◆ Work instruction:
Each line of the records containing "begin" is to be copied out and returned.

::::::

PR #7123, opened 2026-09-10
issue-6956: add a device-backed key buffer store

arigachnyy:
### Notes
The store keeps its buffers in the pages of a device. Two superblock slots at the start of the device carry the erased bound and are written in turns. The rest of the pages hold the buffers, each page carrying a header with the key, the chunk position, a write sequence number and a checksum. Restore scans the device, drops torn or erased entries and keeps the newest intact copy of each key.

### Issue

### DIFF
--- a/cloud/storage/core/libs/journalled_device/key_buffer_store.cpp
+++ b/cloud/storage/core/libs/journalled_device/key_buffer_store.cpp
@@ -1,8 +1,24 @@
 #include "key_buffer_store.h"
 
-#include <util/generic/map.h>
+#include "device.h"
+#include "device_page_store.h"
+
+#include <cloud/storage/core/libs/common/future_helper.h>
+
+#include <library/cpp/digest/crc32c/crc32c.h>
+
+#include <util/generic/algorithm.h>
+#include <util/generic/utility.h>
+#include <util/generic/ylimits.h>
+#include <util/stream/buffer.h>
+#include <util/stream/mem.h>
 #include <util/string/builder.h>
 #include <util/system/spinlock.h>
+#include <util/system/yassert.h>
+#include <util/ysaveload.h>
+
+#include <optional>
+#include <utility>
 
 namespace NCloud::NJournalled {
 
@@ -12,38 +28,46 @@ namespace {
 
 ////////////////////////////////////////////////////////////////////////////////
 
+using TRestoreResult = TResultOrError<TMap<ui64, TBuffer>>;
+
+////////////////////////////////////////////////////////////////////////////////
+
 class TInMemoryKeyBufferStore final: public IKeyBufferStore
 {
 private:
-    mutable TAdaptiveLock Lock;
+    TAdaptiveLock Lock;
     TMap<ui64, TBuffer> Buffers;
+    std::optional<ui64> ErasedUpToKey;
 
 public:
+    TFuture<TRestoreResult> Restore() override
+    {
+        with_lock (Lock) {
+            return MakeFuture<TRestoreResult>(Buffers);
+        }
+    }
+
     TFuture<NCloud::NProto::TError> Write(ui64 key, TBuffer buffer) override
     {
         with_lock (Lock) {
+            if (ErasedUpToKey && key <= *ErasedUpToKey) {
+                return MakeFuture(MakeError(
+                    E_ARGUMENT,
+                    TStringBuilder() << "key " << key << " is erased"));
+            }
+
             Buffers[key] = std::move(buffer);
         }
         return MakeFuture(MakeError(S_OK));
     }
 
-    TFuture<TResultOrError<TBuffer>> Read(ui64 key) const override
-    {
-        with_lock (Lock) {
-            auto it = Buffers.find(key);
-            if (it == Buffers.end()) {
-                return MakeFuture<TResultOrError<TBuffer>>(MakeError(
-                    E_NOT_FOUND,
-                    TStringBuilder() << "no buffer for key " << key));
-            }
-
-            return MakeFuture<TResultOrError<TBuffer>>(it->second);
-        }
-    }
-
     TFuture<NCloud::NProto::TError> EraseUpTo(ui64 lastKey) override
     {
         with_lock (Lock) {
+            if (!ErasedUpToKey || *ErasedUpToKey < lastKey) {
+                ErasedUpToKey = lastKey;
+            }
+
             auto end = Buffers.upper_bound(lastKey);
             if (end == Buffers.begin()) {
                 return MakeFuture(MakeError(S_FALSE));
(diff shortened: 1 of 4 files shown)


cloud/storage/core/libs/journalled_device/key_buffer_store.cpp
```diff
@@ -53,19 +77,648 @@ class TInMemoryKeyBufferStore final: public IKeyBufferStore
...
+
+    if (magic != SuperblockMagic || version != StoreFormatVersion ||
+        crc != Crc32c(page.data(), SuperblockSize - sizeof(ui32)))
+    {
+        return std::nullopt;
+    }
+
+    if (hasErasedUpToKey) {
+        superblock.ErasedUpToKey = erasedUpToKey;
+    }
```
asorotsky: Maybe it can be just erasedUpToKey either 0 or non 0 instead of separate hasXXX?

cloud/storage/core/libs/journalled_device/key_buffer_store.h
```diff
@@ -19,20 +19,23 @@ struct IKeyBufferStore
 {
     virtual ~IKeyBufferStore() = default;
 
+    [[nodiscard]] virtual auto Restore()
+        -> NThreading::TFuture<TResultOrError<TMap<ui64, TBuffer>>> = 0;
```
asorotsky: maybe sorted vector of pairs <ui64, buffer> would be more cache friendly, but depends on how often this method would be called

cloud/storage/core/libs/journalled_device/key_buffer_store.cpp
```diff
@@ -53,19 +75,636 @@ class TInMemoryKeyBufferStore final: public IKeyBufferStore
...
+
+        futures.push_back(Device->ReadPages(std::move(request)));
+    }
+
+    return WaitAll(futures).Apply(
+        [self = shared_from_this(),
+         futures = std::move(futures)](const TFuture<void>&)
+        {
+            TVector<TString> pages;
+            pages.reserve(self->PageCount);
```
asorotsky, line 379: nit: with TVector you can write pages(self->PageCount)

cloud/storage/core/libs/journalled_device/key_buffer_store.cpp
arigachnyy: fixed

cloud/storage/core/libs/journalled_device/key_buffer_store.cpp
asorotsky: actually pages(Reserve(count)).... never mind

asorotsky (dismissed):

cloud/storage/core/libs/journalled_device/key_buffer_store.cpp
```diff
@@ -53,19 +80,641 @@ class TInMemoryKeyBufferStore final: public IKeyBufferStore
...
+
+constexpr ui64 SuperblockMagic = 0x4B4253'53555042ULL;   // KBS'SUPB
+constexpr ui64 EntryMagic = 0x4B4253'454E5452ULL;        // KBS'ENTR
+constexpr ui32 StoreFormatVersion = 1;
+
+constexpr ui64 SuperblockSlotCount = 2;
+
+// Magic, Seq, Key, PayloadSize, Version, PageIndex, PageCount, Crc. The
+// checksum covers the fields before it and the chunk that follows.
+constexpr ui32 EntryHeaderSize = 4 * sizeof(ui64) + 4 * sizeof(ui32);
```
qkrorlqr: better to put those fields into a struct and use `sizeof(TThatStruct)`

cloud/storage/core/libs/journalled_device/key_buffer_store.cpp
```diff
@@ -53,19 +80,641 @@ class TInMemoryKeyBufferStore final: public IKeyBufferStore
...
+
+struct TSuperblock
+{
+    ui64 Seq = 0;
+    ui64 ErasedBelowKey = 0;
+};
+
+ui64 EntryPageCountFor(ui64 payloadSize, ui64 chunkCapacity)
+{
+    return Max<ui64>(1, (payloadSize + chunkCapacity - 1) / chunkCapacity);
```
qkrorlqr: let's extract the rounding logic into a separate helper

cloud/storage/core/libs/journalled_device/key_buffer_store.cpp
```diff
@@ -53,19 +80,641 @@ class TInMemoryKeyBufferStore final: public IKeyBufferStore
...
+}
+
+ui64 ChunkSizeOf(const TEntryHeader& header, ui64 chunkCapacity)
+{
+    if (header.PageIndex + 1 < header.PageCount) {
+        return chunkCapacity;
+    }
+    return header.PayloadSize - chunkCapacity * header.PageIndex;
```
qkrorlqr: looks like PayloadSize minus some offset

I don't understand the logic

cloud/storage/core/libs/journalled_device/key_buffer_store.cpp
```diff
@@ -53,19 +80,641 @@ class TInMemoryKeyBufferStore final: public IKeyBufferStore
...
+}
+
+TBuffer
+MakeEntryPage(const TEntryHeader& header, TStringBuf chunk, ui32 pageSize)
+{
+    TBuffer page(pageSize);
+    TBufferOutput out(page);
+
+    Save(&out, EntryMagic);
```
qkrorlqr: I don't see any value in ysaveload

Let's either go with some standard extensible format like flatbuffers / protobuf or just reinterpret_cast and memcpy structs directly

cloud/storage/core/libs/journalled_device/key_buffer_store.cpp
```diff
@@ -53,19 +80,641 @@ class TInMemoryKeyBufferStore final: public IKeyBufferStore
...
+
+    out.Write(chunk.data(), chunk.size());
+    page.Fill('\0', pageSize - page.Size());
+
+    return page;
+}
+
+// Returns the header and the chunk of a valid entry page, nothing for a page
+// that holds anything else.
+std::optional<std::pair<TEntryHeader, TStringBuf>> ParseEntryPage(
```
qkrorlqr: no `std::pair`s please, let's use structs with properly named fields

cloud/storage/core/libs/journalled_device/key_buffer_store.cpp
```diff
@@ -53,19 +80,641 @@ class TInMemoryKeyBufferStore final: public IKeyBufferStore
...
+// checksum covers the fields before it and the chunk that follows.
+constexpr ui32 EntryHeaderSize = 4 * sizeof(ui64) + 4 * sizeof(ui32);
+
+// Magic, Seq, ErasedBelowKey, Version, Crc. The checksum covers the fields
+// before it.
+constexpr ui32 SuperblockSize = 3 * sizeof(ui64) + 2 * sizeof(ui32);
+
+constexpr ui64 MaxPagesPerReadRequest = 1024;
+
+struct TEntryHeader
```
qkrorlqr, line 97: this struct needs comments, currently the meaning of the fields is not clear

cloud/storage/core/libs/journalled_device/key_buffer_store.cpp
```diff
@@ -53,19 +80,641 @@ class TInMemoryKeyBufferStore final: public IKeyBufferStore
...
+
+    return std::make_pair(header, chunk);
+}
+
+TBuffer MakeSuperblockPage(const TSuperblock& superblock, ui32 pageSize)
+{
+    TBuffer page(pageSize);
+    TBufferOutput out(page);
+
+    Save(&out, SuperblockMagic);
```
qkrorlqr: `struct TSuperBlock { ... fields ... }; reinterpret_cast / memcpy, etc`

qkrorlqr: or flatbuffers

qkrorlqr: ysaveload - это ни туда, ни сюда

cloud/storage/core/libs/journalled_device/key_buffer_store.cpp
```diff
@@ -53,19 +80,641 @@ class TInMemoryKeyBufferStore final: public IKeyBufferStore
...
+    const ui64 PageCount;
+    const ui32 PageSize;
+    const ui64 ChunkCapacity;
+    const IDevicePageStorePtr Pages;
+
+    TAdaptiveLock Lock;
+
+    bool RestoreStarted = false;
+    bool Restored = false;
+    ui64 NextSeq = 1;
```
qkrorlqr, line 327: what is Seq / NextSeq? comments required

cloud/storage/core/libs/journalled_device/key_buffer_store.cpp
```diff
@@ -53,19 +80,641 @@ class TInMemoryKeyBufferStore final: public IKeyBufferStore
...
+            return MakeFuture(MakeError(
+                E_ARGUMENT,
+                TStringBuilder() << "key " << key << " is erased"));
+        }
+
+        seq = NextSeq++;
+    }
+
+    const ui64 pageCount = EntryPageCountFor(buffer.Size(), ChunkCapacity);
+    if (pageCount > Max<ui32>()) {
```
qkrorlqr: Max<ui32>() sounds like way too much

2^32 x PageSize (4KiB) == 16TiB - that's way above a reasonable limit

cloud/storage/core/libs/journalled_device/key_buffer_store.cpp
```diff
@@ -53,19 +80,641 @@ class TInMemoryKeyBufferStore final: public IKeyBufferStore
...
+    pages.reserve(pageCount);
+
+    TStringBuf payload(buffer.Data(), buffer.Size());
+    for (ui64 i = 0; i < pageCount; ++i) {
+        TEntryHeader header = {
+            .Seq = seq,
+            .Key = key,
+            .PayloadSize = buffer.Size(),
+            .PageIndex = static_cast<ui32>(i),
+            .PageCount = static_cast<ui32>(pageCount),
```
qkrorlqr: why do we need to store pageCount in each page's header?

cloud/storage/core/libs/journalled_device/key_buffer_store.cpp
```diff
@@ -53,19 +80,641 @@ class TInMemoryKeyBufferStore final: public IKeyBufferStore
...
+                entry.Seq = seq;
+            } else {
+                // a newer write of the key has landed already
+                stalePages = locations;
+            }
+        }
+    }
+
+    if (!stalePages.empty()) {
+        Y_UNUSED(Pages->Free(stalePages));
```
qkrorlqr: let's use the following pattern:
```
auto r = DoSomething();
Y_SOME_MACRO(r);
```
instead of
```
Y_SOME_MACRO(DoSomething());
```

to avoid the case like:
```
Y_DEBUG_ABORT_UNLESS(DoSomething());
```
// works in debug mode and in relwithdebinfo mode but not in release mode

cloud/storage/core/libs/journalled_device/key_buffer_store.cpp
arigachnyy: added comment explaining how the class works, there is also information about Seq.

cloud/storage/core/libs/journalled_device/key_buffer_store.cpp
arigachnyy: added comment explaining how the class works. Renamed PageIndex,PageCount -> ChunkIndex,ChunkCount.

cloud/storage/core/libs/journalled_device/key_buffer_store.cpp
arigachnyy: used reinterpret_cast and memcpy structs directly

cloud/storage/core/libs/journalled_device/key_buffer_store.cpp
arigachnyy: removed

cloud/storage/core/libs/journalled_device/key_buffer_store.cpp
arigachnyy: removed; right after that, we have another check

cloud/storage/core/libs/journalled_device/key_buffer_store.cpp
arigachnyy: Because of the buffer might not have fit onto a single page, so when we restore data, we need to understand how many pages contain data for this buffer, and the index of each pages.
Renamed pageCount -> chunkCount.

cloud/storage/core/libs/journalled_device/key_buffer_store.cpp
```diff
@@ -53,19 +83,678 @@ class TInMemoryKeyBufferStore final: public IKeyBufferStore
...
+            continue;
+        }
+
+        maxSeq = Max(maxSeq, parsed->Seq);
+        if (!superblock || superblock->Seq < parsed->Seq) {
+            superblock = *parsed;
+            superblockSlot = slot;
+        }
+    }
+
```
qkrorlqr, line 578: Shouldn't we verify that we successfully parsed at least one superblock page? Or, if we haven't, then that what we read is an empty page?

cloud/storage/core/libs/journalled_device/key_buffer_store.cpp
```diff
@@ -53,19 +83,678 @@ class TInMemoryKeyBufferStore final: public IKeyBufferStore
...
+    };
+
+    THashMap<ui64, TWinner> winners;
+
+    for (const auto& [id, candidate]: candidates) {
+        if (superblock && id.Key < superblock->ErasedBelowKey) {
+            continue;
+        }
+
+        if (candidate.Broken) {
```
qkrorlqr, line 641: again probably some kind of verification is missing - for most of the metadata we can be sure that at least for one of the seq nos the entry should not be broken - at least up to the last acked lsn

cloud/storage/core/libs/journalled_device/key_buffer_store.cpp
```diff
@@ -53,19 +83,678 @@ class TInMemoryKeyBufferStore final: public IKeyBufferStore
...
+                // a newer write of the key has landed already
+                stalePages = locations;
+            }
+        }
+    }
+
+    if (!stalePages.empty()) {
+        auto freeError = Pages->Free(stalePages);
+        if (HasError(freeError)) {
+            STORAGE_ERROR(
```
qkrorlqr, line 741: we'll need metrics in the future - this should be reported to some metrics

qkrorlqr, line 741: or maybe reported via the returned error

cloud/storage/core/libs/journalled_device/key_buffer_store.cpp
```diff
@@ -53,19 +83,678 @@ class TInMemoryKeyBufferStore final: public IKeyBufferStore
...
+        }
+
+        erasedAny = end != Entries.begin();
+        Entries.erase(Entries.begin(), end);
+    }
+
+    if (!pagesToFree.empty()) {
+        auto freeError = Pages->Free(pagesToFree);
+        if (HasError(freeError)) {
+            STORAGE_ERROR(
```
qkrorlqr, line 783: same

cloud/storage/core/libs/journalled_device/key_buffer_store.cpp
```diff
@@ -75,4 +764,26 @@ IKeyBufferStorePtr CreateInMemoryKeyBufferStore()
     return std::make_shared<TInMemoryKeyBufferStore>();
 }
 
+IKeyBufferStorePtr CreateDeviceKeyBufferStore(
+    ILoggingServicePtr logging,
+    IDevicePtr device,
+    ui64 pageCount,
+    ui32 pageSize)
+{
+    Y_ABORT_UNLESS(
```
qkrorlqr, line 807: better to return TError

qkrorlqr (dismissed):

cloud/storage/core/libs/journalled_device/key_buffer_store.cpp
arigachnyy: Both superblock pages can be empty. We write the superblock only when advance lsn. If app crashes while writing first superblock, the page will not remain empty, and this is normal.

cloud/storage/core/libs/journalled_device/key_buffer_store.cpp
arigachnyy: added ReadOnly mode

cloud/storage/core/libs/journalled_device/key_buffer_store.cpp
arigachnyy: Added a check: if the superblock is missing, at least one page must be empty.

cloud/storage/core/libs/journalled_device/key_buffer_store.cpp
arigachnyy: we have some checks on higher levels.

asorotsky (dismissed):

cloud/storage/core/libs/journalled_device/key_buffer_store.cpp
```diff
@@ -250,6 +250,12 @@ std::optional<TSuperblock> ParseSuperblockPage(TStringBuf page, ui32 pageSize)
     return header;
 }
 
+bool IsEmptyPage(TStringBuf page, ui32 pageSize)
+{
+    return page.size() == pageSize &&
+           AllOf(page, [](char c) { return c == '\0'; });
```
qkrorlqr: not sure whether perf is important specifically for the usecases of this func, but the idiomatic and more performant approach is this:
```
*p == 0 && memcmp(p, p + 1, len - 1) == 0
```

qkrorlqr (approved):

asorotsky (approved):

::::::

◆ Reply to the task:
             if (end == Buffers.begin()) {
+        erasedAny = end != Entries.begin();
+        Entries.erase(Entries.begin(), end);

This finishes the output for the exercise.